But the questions didn’t come. He just quietly watched her, his blue eyes silently asking what he wanted to know. Stay or go?
She should tell him to go. He wasn’t supposed to be here.
Instead she reached out her hand, letting the tips of her fingers brush his.
Stay.
Wordlessly he stripped down to his undershirt and boxers and crawled into bed behind her. He drew her back against his firm chest, the front of his thighs cradling the backs of hers. A tiny sigh of contentment slipped out, feeling as though it had been ripped from the deepest, most private part of her.

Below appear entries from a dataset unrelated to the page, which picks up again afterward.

Issue #10745, opened 2026-06-23
trigger not found for some reason


mai1015:
<img width="1737" height="1092" alt="Image" src="https://github.com/user-attachments/assets/27b0a641-9177-4e78-86ba-fc38ef508f9f" />

gregpriday:
Hi again, and thanks for another one. Good to see you back.

That screen is Daintree itself, not anything you did wrong. The "Not Found" you're seeing is the app failing to load one of its own internal pages, so the window gets stuck on a bare error screen instead of opening your project. That's a bug on our side.

My best guess is it happens when a project view reloads while Daintree is under memory pressure, which lines up with your earlier reports about memory use (#10498) and switching between projects (#10660). When a reload like that doesn't come back cleanly, the app should recover on its own and re-open the view, not strand you on this screen. Right now it doesn't, and that's the part I want to fix.

A few questions to help me pin it down:

- What were you doing right before it showed up? Switching between projects, opening one, or had you just launched Daintree?
- Does reloading the window, or quitting and restarting Daintree, bring it back to normal?
- Does it happen often, or was this a one-off?

Thanks again for the report. These are genuinely helpful.

mai1015:
switching between project cause this. i have to restart as non of the button or menu works.

gregpriday:
I've been doing quite a lot of work on project switching after your previous reports. Basically making sure that Daintree can handle more projects. So let's see if the next update resolves some of these issues. There'll be a 0.20 update this week.

PR #10802, opened 2026-06-26
Guard project view loads against missing bootstrap

dev-en-m:
## Summary
- Reject project view loads when the renderer reaches `did-finish-load` without exposing the expected `window.__DAINTREE_INITIAL_PROJECT__.id` bootstrap value.
- Route that failure through the existing project-switch rollback path so the previous working project view remains active instead of accepting an internal wrong page.
- Add a regression test for the wrong-page / missing-bootstrap load case.

## Related Issue
- Addresses daintreehq/daintree#10745. The issue reports Daintree getting stuck on an internal `Not Found` screen while switching projects; the maintainer confirmed this is Daintree failing to load one of its own internal pages.

## Platform
- Validated locally on Windows.

## Tests
- `CI=true npm run test -- electron/window/__tests__/ProjectViewManager.adversarial.test.ts electron/window/__tests__/ProjectViewManager.backgroundResize.test.ts electron/window/__tests__/ProjectViewManager.eviction.test.ts electron/window/__tests__/ProjectViewManager.focusIntent.test.ts electron/window/__tests__/ProjectViewManager.freeze.test.ts electron/window/__tests__/ProjectViewManager.gc.test.ts electron/window/__tests__/ProjectViewManager.paintGate.test.ts electron/window/__tests__/ProjectViewManager.preload.test.ts electron/window/__tests__/ProjectViewManager.recovery.test.ts electron/window/__tests__/ProjectViewManager.switchFailure.test.ts --maxWorkers=1`
- `npm run typecheck`

### DIFF
--- a/electron/window/ProjectViewManager.ts
+++ b/electron/window/ProjectViewManager.ts
@@ -1598,7 +1598,12 @@ export class ProjectViewManager {
         settle(() => reject(new Error("View load timed out")));
       }, LOAD_TIMEOUT_MS);
 
-      const onFinish = () => settle(() => resolve());
+      const onFinish = () => {
+        void this.verifyProjectBootstrap(wc, projectId).then(
+          () => settle(() => resolve()),
+          (error) => settle(() => reject(error))
+        );
+      };
       const onFail = (_event: Electron.Event, errorCode: number, errorDescription: string) =>
         settle(() => reject(new Error(`View load failed: ${errorDescription} (${errorCode})`)));
       const onPreloadError = (_event: Electron.Event, _preloadPath: string, error: Error) =>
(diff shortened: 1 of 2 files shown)


gregpriday (approved):
Nice work tracking down the root cause on #10745. The guard in `ProjectViewManager` is exactly the right place for it: if `did-finish-load` fires without `window.__DAINTREE_INITIAL_PROJECT__.id`, we reject and route through the existing switch rollback path rather than accepting a broken view.

I added two test commits to lock in the edge cases: wrong-project bootstrap mismatch and a mid-verify probe rejection. Both feel like the kind of thing that could silently regress, so good to have them covered.

Looks good to ship.

gregpriday:
Thanks for this, @dev-en-m — the bootstrap guard is a clean fix for #10745.

Your fork looks like it's been deleted, so this PR's branch can't be updated or merged from here anymore. I've re-pushed your branch to the main repo and continued the work in #10804, which keeps your original commit (`37f2110fd`) intact and adds a couple of regression tests (wrong-project bootstrap + bootstrap-probe rejection mid-verify). Closing this one in favor of that — full credit to you for the fix.

PR #10948, opened 2026-07-04
feat(pty-host): lossless terminal memory diet with state-aware retention tiers

gregpriday:
This PR puts host-side terminal memory on an explicit budget. Since we removed hibernation in #10811, every background terminal stays fully live, which means the pty-host's real memory cost is in the analysis buffers we keep per terminal: the headless mirror scrollback, the semantic buffer, the forensics ring, the agent-output mirror, and preserved exit snapshots. Until now those were all sized by incidental constants. Now they're bounded by policy, keyed to what each terminal is actually doing.

The invariant that matters: this never touches the renderer. The live xterm stays the visual source of truth, no PTY output is paused or dropped for memory savings, and every trim is recorded as retention trimming in diagnostics, clearly separate from the `data-loss` path. If a user scrolls back, they see the renderer's own scrollback exactly as before.

## Retention tiers

Four tiers, computed from observable state in `shared/config/terminalRetention.ts`:

- **foreground:** focused terminals, visible working agents, and visible plain shells. Budgets match the historical fixed caps exactly, so a terminal that never leaves the foreground behaves identically to before (pinned by a cross-module contract test).
- **working:** background working/directing agents. Mirror capped at 5000 lines, which matches the renderer's agent scrollback ceiling, so nothing user-visible is lost across a view-eviction restore.
- **settled:** waiting/idle/completed/exited terminals. Mirror at 2000 lines, matching the renderer's plain-terminal ceiling.
- **archived:** trashed terminals and preserved exit snapshots. Minimal budgets, with preserved snapshots LRU-pruned (20 steady-state, 5 under pressure).

A new `TerminalRetentionCoordinator` sweeps every 5 seconds and stamps tiers from agent state, focus, activity tier, and trash/preserve status. Terminals are born stamped `foreground` so the governor never sees an untiered, unprotected terminal before the first sweep. Re-applying an unchanged tier is a no-op, which means a pressure trim below the tier cap survives until a genuine tier transition instead of being quietly undone.

## State-aware pressure trimming

The `ResourceGovernor`'s pre-pause reclaim is now tier-aware. It prunes preserved snapshots first (pure retained memory, safest thing to drop), then trims the heaviest contributors to their per-tier floors. Foreground terminals are exempt until critical pressure at 95% raw utilization, where an emergency floor-trim runs after the immediate global pause, because at that point an OOM'd pty-host is strictly worse than lost mirror history. I also removed the uniform-flatten fallback when the targeted path throws; degrading to a trim that flattens foreground terminals defeats the whole exemption, and the pause backstop engages a tick later anyway.

## Trim races

Two staleness guards keep trims from corrupting snapshots. Every destructive mirror trim bumps a per-terminal `trimEpoch`, and `SessionSnapshotter` discards any serialize whose await overlapped a trim rather than persisting possibly mid-truncation state (the next flush captures the clean post-trim buffer). In worker mode, `set-scrollback` messages carry the slot generation so a stale trim from a superseded backend can't shrink a rebuilt session's mirror, and a trim that never reached a live worker no longer records phantom bookkeeping.

## Diagnostics

`get-flow-control-snapshot` now reports each terminal's retention tier, per-category retained-byte estimates (mirror, semantic, forensics, agent output, preserved snapshot), and trim history (`trimCount`, `lastTrimAt`, `lastTrimReason`). A support bundle can finally say which terminals and which buffers dominate host memory, not just that memory is high.

## Tests

- Tier selection across all agent states (idle, working, waiting, directing, completed, exited) plus focus, visibility, trash, and preserve combinations.
- Governor ordering: heaviest safe contributors first, per-tier floors, preserved-snapshot pruning, and the foreground exemption holding until critical.
- State detection still working after mirror trims (viewport reads and the waiting-to-busy promotion path).
- `SessionSnapshotter` race guards for both the debounced and event-driven flush paths.
- Renderer profile-change protections: background terminals untouched mid-stream, no mid-stream rewrap, evicting shrinks deferred for scrolled-back and alt-screen terminals.
- A stress suite running 10 real terminal processes under heavy interleaved output with tier churn and pressure trims mid-stream, asserting byte-exact renderer delivery and fully settled scheduler accounting.
- Zero-cap boundary tests for the semantic and forensics buffers (the `slice(-0)` hazard).

I considered a nightly E2E for this but held off; the stress suite exercises the same invariants deterministically, and the nightly memory-leak suite already watches the host footprint.

Builds on #10811 (hibernation removal), #10933 (per-terminal drop tallies), and #10919 (mirror scheduling). Docs updated in `docs/architecture/resource-governance.md`.


gregpriday:
Reverted this from `develop` because in practice it made things slower, not faster.

The goal was to cut pty-host terminal memory with state-aware buffer retention tiers. What actually happened: with a few agent terminals running under memory pressure, the app started stalling. The `ResourceGovernor`'s pre-pause reclaim exempts foreground terminals, but the pty-host runs on a fixed 512MB heap budget (`HEAP_BUDGET_MB`), so the visible active terminals filling that budget were exactly the buffers it refused to reclaim. It freed almost nothing, utilization kept climbing, and it escalated straight to the global PTY pause, which suspends terminal output for up to 10 seconds. That pause is the slowdown people were feeling.

One thing worth flagging: that 512MB budget isn't scaled to system RAM, so a machine with plenty of free memory hits this the same as an 8GB one. Took me a minute to trust the diagnosis on a 64GB box.

I confirmed it the boring way. Reverted, rebuilt, and the stalls went away.

I went with a full revert rather than a patch. The problem is the core design choice of exempting foreground from reclaim, so fixing it in place means reversing that premise while keeping all the machinery built on top of it. The older, simpler reclaim path already kept memory bounded, and it did it by trimming the headless analysis mirror (which nobody sees) instead of pausing output (which everybody sees). Not worth the added complexity for a memory win we didn't really need.

Revert is on `develop` now.

PR #10983, opened 2026-07-07
perf(terminal): resize/reflow benchmarks (PERF-110..112) + xterm buffer-core fastpath

gregpriday:
This PR adds three new performance benchmark scenarios, PERF-110 to PERF-112, covering the terminal resize and reflow pipeline, then uses them to land a significant optimization.

## Benchmarks

Resize was the highest-frequency geometry operation in the app with zero benchmark coverage. `terminal.resize()` parses xterm's entire pending write buffer in one synchronous main-thread task before re-wrapping the whole retained scrollback, so cost scales with backlog bytes x retained lines x terminal count.

* `PERF-110`: single-terminal reflow cost at 10k, 50k and 100k retained rows, on a seeded agent-output mix (~30% wrapped lines).
* `PERF-111`: an eight-terminal splitter-drag resize storm, 30 uncoalesced width steps across the grid. `maxStepMs` is the guarded signal: what one fired resize actually costs. Production debouncing swallows most steps, so `totalBlockedMs` deliberately overstates what a user feels during a drag; the scenario description spells this out.
* `PERF-112`: a regression guard reconstructing the 2026-07-06 incident, where a reveal-time resize on a hidden terminal with a large output backlog locked the renderer for 45 to 60 seconds. The over-budget arm must stay flat with respect to backlog size. Bypassing `RESIZE_FLUSH_SYNC_BUDGET_BYTES` blows the budget immediately (verified manually: 40.8ms against the 30ms ceiling).

## Optimization

`shared/utils/xtermReflowFastpath.ts` is a runtime shim that patches xterm's buffer internals with faster equivalents: bulk typed-array copies, capacity-stable views so a width change no longer allocates a view per line, hoisted ring access in the reflow drivers, and an O(1) per-line overflow check on shrink. It applies at every terminal creation site (renderer, pty-host mirrors, parse authority worker, analysis sessions, perf harness), so every process benefits and the benchmarks measure exactly what production runs.

Results on my machine (ci mode):

| Metric | Before | After | |
|---|---|---|---|
| PERF-110 100k-row reflow (mean) | 22.8ms | 12.8ms | 44% faster |
| PERF-111 worst drag step across the grid | 41.5ms | 22.9ms | 45% faster, now under the 32ms two-frame jank threshold |
| PERF-112 reveal blocking on a 4MiB backlog | 1.72ms | 0.75ms | 56% faster |

## Safety

Every fast path falls back to the original method when it encounters combined characters, extended attributes, protected cells, or any shape drift in a future xterm version. An equivalence test suite replays adversarial content and resize sequences (CJK, emoji, ZWJ, combining accents, curly underlines, DECSCA-protected cells, alt buffer round trips, markers) against patched and unpatched terminals and requires identical buffer snapshots, so an xterm bump that drifts the mirrored internals fails tests before it ships. There's also a kill switch, `DAINTREE_DISABLE_XTERM_REFLOW_FASTPATH=1`, which doubles as the A/B lever for the benchmarks.

A Codex review pass hardened the `copyCellsFrom` guard (overlap direction and logical bounds), tied the PERF-112 fixture to the production flush decision via a shared `exceedsResizeFlushSyncBudget()` predicate, and pinned the seeded content checksum as a golden value.

## Next steps

Run the `full-terminal` E2E bucket before merge. Baseline p95 entries are hand-seeded from this machine and will tighten via the daily perf baseline workflow.


gregpriday:
Rebased onto develop to clear the conflict with #10975. The only collision was the scenario-matrix count in `scenarioMatrix.test.ts` (PERF-035 landed there first), which is now 44 with both blocks registered. Reran typecheck, the equivalence suite and the matrix tests on the rebased branch, plus a quick PERF-110/112 sanity run: numbers hold (100k reflow ~12.9ms, backlog checksum unchanged).

PR #10986, opened 2026-07-07
feat(panels): allow file viewer panels to dock

### LINKED ISSUE #10985: Support file viewer panels in the dock
We now have a file viewer panel (#10982), but we can't move it to the dock. The move-to-dock button is hidden for these panels because the dock only supports terminal panels: `ContentDock` and `DockPanelOffscreenContainer` narrow their membership to `PtyPanelData` via `isPtyPanel`, and the `hasPty` gate in `PanelHeader` exists precisely so a non-terminal panel can't be moved somewhere it would sit stranded and invisible.

The use case is strong though. You're directing agents in the grid, but you have a spec or notes file you want to keep close by. Tuck it in the dock, pull it up when you need it, and it stays out of the way the rest of the time.

This means widening the dock's membership model beyond terminal panels: the dock chip list, tab groups, the offscreen container, and persistence all assume `PtyPanelData` today. Reading surfaces like the file panel are the first candidates; the same widening would presumably unlock review and browser panels later, but file panels are the ask here.

gregpriday:
This adds dock support for the new file viewer panels. Closes #10985. Until now, the dock only supported terminal panels.

This adds a `dockable` capability flag to the panel kind registry, and widens dock membership with a new `DockPanelData` type. It also adds a new dock chip component for file panels (`DockedFilePanelItem`), which reuses the existing offscreen wrapper relocation so the panel stays mounted as the dock popover is opened and closed: scroll position and view mode survive.

The move to dock button, the keyboard action (`terminal.moveToDock`), the dock toggle action, bulk move, and the context menu item all check the new capability before offering to move a panel.

In the process, review caught two pre-existing bugs that are fixed here:

* `terminal.toggleDock` and `bulkMoveToDock` had no kind gate at all, so they could strand a browser, dev preview, or review panel invisibly in a dock that never renders it. The shared context menu offered the same trap.
* `getNarrowPanel` silently dropped file panels: it enumerates the built-in kinds explicitly and never learned about the `file` kind, so any consumer of the narrowed read path lost them.

Tab groups in the dock stay terminal only. If you move a tab group that contains a file panel, the file panel renders as a standalone chip. Browser, dev preview, and review panels remain non-dockable for now; the same widening would unlock them later.

## Validation

* `npm run check` passes
* ~8,400 unit tests pass, including new coverage for the capability, dock render items, and the dock/grid round trip
* 8 end to end tests pass, including a new test that moves a file panel to the dock, previews it from the chip, and restores it to the grid

Stacked on #10982 (`feat/file-viewer-panel`).


gregpriday:
Superseded by #10988 — GitHub closed this one when its base branch was deleted after #10982 merged, and closed PRs can't be retargeted. Same commits, rebased onto develop.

It’s not like she hadn’t slept over with a guy before. She had. Once.
But never before had she slept with a man without sex. This was the first time that cuddling had been for comfort instead of post-coital habit. Julie was surprised by how right it felt. She’d always thought that if she let someone try to take care of her, it would feel like pity.
Instead it felt like she’d found a sense of home in someone else.
The last time she’d felt that was twenty years ago today, when her mom had lovingly pulled Julie’s hair into its little-girl ballerina bun and sent her off with her ballet carpool, with the promise that she and Daddy and Addie would be watching her from the audience.
It was a promise her mom hadn’t kept. The police had shown up instead.
Every year since then, on the anniversary of her family’s death, Julie had spent as much of the day and night as possible alone, determined that nobody would ever lure her into a sense of false promise.
Rationally she knew, of course, that it wasn’t her mother’s fault that she hadn’t kept her promise. The car accident hadn’t been anyone’s fault, really. But rationality didn’t stand a chance against self-protection.
Julie didn’t realize she’d spoken everything aloud until she felt Mitchell stiffen briefly behind her before he pulled her even closer, his hand splaying over her stomach before it slid up between her breasts.
Over her heart.
“I’m sorry,” he whispered against her hair.
The rightness of his simple response rocked through her, and she almost sobbed with regret at the way she was treating him. Not only had she dragged him into a sham relationship, but she’d gone on a date with another man as though what they’d shared was disposable.
She swallowed nervously. That last part, at least, she could come clean about.
“I went on a date tonight,” she said, her voice barely a whisper.
The hand that had been idly stroking her hair paused for the briefest of seconds, and she braced herself for him to pull away. To leave her. Instead, he resumed his slow, comforting strokes on her head.
“Say something,” she begged.
“Did he kiss you?”
She licked her lips nervously. “No.”
“Did you want him to?”
Julie started to turn to face him, but he held her still. “No!”
“And you came home early. Alone.”
“Yes,” she whispered.
“Then I’d say I have nothing to worry about.”
“But Mitchell—”
“Shh. Go to sleep now.”
Julie squeezed her eyes shut, trying to block out the sheer kindness of this man. And when she thought she heard him whisper “I love you,” she blocked that out too.